Ie, most of the people who left in 1990 had already begun their applications
and prepared to emigrate in 1989 or even earlier, unless you believe that the
crumbling soviet bureaucracy moved at lighting speed and that it was easy for
jews in central Asia to travel thousands of miles and spend potentially weeks
applying for an exit visa in Moscow.

Citing wikipedia as a primary source is something that wikipedia explicitly
discourages, in part because so many articles are constantly being degraded in
quality by extremist political partisans: scientologists, objectivists,
zionists, stalinists, neo-nazis, etc.

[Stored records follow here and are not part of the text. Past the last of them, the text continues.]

PR #314, opened 2015-03-27
Update default Syncthing port

Zillode:
Ref https://github.com/syncthing/syncthing/commit/c67e2c2a5a7b60ef727cca2f4f90bd558f559c3b


Nutomic:
That config_default file seems unused, you can just delete it.

Zillode:
:+1:

PR #317, opened 2015-03-27
Enable TLS

Zillode:
Works:
- All APIs (poller, get, post)

Broken:
- webview (I think we can fix it)

Question:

Clearly I have a grasp of the facts of
the matter, so why are you splitting hairs if not to distract from the other
things I said that you have no response to.

The link I posted (of which you have said nothing, nor have you attempted a
defense of why the Israeli government shut down a Finnish transit point that
allowed soviet Jews to choose between the US and Israel) puts the period
between 1989 and 1993. Furthermore, it provides exhaustive and nuanced
evidence that the Israeli state was strongly opposed to allowing soviet jews
freedom of choice. Ironically, the Israeli political mainstream is quite
similar to the Soviet Union itself, in both its curtailing of human freedom,
crude propaganda lies, and ugly ethno-nationalism.

It is pretty absurd that you would have this evidence but be in such a strong
state of dissonance that you're not willing to contest or process them, you're
only trying to block them out.

That sounds to me like a developer who ignores technical debt, isn't capable
of learning new ways of thinking or disagreeing rationally, and insists on
endless bikeshedding of irrelevant minutia instead of dealing with actual
facts. I've known several great expat Israeli developers, and more than one of
them left Israel precisely because they found that engineers and politicians
with attitudes like the one I've described are destroying Israeli economic and
social life.

------
vertis
If you're like me and like to click on links to the economist, you might not
be able to read the full text of this article.

[http://www.geektime.com/2016/06/30/is-the-startup-nation-
run...](http://www.geektime.com/2016/06/30/is-the-startup-nation-running-out-
of-steam/) has some details (and looks like it was written before the
economist article).

------
davidf18
Intel Israel employs about 10,000 Israelis. Many of the intel processors are
designed there and they are converting a 22nm fab to 10 nm there as well.

Much of Apple's computer chip design operations are in Israel and the head of
the computer chip design group is an Israeli Arab with a masters degree from
Israel's Technion University.

Israeli drones protect NATO troops in Afghanistan. Germany will be leasing the
newest Heron missile drones from Israel for over $600 million.

------
spaceflunky
I'm someone who works on partnerships with startups for a large tech company.

IMO the "hard tech" companies from Israel are pretty good (it infrastructure,
cloud computing, data, microprocessors, etc).

The most of the 'consumer tech' startups are kinda lame and copycat-ish imo.
Waze was a weird anomaly and sparked about 100 derivative geo startups in
Israel.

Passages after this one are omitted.